Local melon breeders and growers say 400 melons of the world’s 1,600 melon varieties are Turkmenistan’s elite sorts
Photo ITAR-TASS / Valery Matytsin
Photo ITAR-TASS / Valery Matytsin

ASHGABAT, August 11 (Itar-Tass) - Turkmenistan will mark the Melon Day on Sunday. Every Turkmen family has been honouring a melon with the national holiday on the second Sunday of August since 1994.

As a thousand years ago this sunny fruit was traditionally honoured together with other national symbols of the Central Asian republic - Akhalteke horse and hand-woven carpet.

Multiple fairs and market venues will lure guests with golden melon mountains inviting them to taste sweet and fragrant fruit grown in Turkmenistan’s five regions.

“There are no equals to melons grown in Kunya-Urgench (northwestern Turkmenistan) either in the East or in the West,” said Ibn Battutah, the greatest medieval Arab traveller.

Zahiruddin Muhammad Babur, the founder of the Mughal Empire, who came from an area on the banks of the Amu Darya River, Central Asia’s major river, described a melon as “an aroma and taste of the Fatherland.”

Local melon breeders and growers say 400 melons of the world’s 1,600 melon varieties are Turkmenistan’s elite sorts.

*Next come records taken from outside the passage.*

PR #147, opened 2020-09-09
Optimize trials of using 2/3 partitions and two planes of weights

solidpixel:
In the original code running trials for 2 or 3 partitions using two planes of weights, two different color components were tested as candidates for the second weight plane. The second component is rarely a good candidate, so the IQ benefits of this are tiny given the processing cost. 

For the Kodak test set with `-medium` compression we get an average of 8% performance improvement, for negligible quality loss (< 0.01 dB). 

```
Coding time:    Mean: +1.08x    Std: 0.03x
Image quality:  Mean: -0.00 dB  Std: 0.00 dB
```

There is a larger quality impact for `-through` and `-exhaustive` - although it is still very small (0.03 dB) - in particular for normal maps. However, in reality no developers are really using those search modes in production as they are far too slow so this seems acceptable.

### DIFF
--- a/Docs/Analysis.md
+++ b/Docs/Analysis.md
@@ -1,10 +1,10 @@
 # astcenc 2.1 optimization log
 
-This page is a working document explaining the my current understanding of the
+This page is a working document explaining the current understanding of the
 performance and quality impact of some of the compression trials, refinement
 passes, and the heuristics which drive them. To make things easier to
 cross-reference, I've inserted some comments in the code to identify passes
-that I've analyzed.
+that have been analyzed.
 
 This information will hopefully allow as "tuned up" a future version of the
 codec. At the moment it's just research.
--- a/Docs/Analysis.md
+++ b/Docs/Analysis.md
@@ -1,0 +1,26 @@
+# astcenc 2.0 analysis
+
+This page is a working document explaining my current understanding of the
+performance and quality impact of some of the compression trials, refinement
+passes, and the heuristics which drive them. To make things easier to
+cross-reference, I've inserted some comments in the code to identify passes
+that I've analyzed.
+
+This information will hopefully allow as "tuned up" a future version of the
+codec. At the moment it's just research.
+
+## Configuration sensitivity
+
+The most important thing to know for this analysis is that the impact of each
+trial and refinement can vary dramatically depending on the codec
+configuration. Principally this means:
+
+* block size,
+* quality preset,
+* image color format.
+
+For example, removing the initial 1 partition 1 plane fast-early-out
+optimization actually improves the performance of 4x4 blocks in `-fast` and
+`-medium`. However, it makes 5x5 blocks marginally slower and the slow down
+increases as block size increases.
+
--- a/Docs/Analysis.md
+++ b/Docs/Analysis.md
@@ -1,6 +1,6 @@
-# astcenc 2.0 analysis
+# astcenc 2.1 optimization log
 
-This page is a working document explaining my current understanding of the
+This page is a working document explaining the my current understanding of the
 performance and quality impact of some of the compression trials, refinement
 passes, and the heuristics which drive them. To make things easier to
 cross-reference, I've inserted some comments in the code to identify passes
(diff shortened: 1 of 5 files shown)


solidpixel:
There is more tidying up possible for `find_best_partitionings()` - will do that in a separate PR. This one just makes the gross change to stop returning two results.

Docs/Analysis.md
```diff
@@ -0,0 +1,26 @@
+# astcenc 2.0 analysis
+
+This page is a working document explaining my current understanding of the
+performance and quality impact of some of the compression trials, refinement
+passes, and the heuristics which drive them. To make things easier to
+cross-reference, I've inserted some comments in the code to identify passes
+that I've analyzed.
+
+This information will hopefully allow as "tuned up" a future version of the
+codec. At the moment it's just research.
```
BananaEarwig, line 10: codec as possible. At ...

Docs/Analysis.md
```diff
@@ -1,6 +1,6 @@
-# astcenc 2.0 analysis
+# astcenc 2.1 optimization log
 
-This page is a working document explaining my current understanding of the
+This page is a working document explaining the my current understanding of the
```
BananaEarwig, line 3: remove my

Source/astcenc_compress_symbolic.cpp
```diff
@@ -1221,8 +1221,8 @@ float compress_symbolic_block(
 
 	imageblock *temp = &tmpbuf->temp;
 
-	float best_errorvals_in_modes[17];
-	for (int i = 0; i < 17; i++)
+	float best_errorvals_in_modes[13];
+	for (int i = 0; i < 13; i++)
```
BananaEarwig, line 1225: magic numbers (13)

Source/astcenc_compress_symbolic.cpp
```diff
@@ -1380,7 +1385,8 @@ float compress_symbolic_block(
 				}
 			}
 
-			best_errorvals_in_modes[4 * (partition_count - 2) + 5 + i] = best_errorval_in_mode;
+			// Modes 5, 6, 8, 9, 11, 12
+			best_errorvals_in_modes[3 * (partition_count - 2) + 5 + i] = best_errorval_in_mode;
```
BananaEarwig, line 1389: Would it make sense to bounds check this calculation?

Source/astcenc_compress_symbolic.cpp
```diff
@@ -1399,19 +1405,16 @@ float compress_symbolic_block(
 			break;
 		}
 
-		for (int i = 0; i < 2; i++)
+
+		if (lowest_correl <= ctx.config.tune_two_plane_early_out_limit)
```
BananaEarwig, line 1409: Switched the direction comparison on this - intentional?

Source/astcenc_find_best_partitioning.cpp
```diff
@@ -719,99 +718,93 @@ void find_best_partitionings(
...
 		}
-
-		best_partitions_samechroma[i] = partition_sequence[best_samechroma_partition];
-		samechroma_errors[best_samechroma_partition] = 1e30f;
-		uncorr_errors[best_samechroma_partition] = 1e30f;
 	}
 
-	for (int i = 0; i < 2 * candidates_to_return; i++)
+	*best_partitions_samechroma = partition_sequence[best_samechroma_partition];
+	samechroma_errors[best_samechroma_partition] = 1e30f;
```
BananaEarwig, line 749: magic number 1e30f

BananaEarwig (approved):
Looks good, minor comments

Source/astcenc_compress_symbolic.cpp
solidpixel: For now I will leave this as the "minimal" edit to the existing code. I want to refactor this shortly; few of the values are actually used.

Source/astcenc_compress_symbolic.cpp
solidpixel: For now I will leave this as the "minimal" edit to the existing code. I want to refactor this shortly; few of the values are actually used.

Source/astcenc_compress_symbolic.cpp
solidpixel: Yes - it flipped from being a "disable if higher than limit" to being an "enable if lower than the limit".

At present, over 200 melon sorts are harvested in the country. Grown in a dry, hot climate and on clay soil Turkmenistan’s melons are known for their delicious taste, aroma and high sugariness. Thus, a sugar degree in Turkmenistan’s most famous melon sorts - Vakharman, Gulyabi and Kary Gyz - ranges between 17-19 percent. Any attempts to breed Turkmenistan’s melons in different weather conditions have failed so far.

Turkmenistan is known for the world’s best sun-dried melon that preserves tastiness of fresh fruit. Melon seed oil is also in high demand. It is cleaned out from market shelves as soon as it goes on sale.

On the eve of the Melon Day different melon-related competitions, whose winners would be awarded on Sunday, had taken place. Festivities will end with concerts in parks and on squares of Ashgabat and other cities and towns.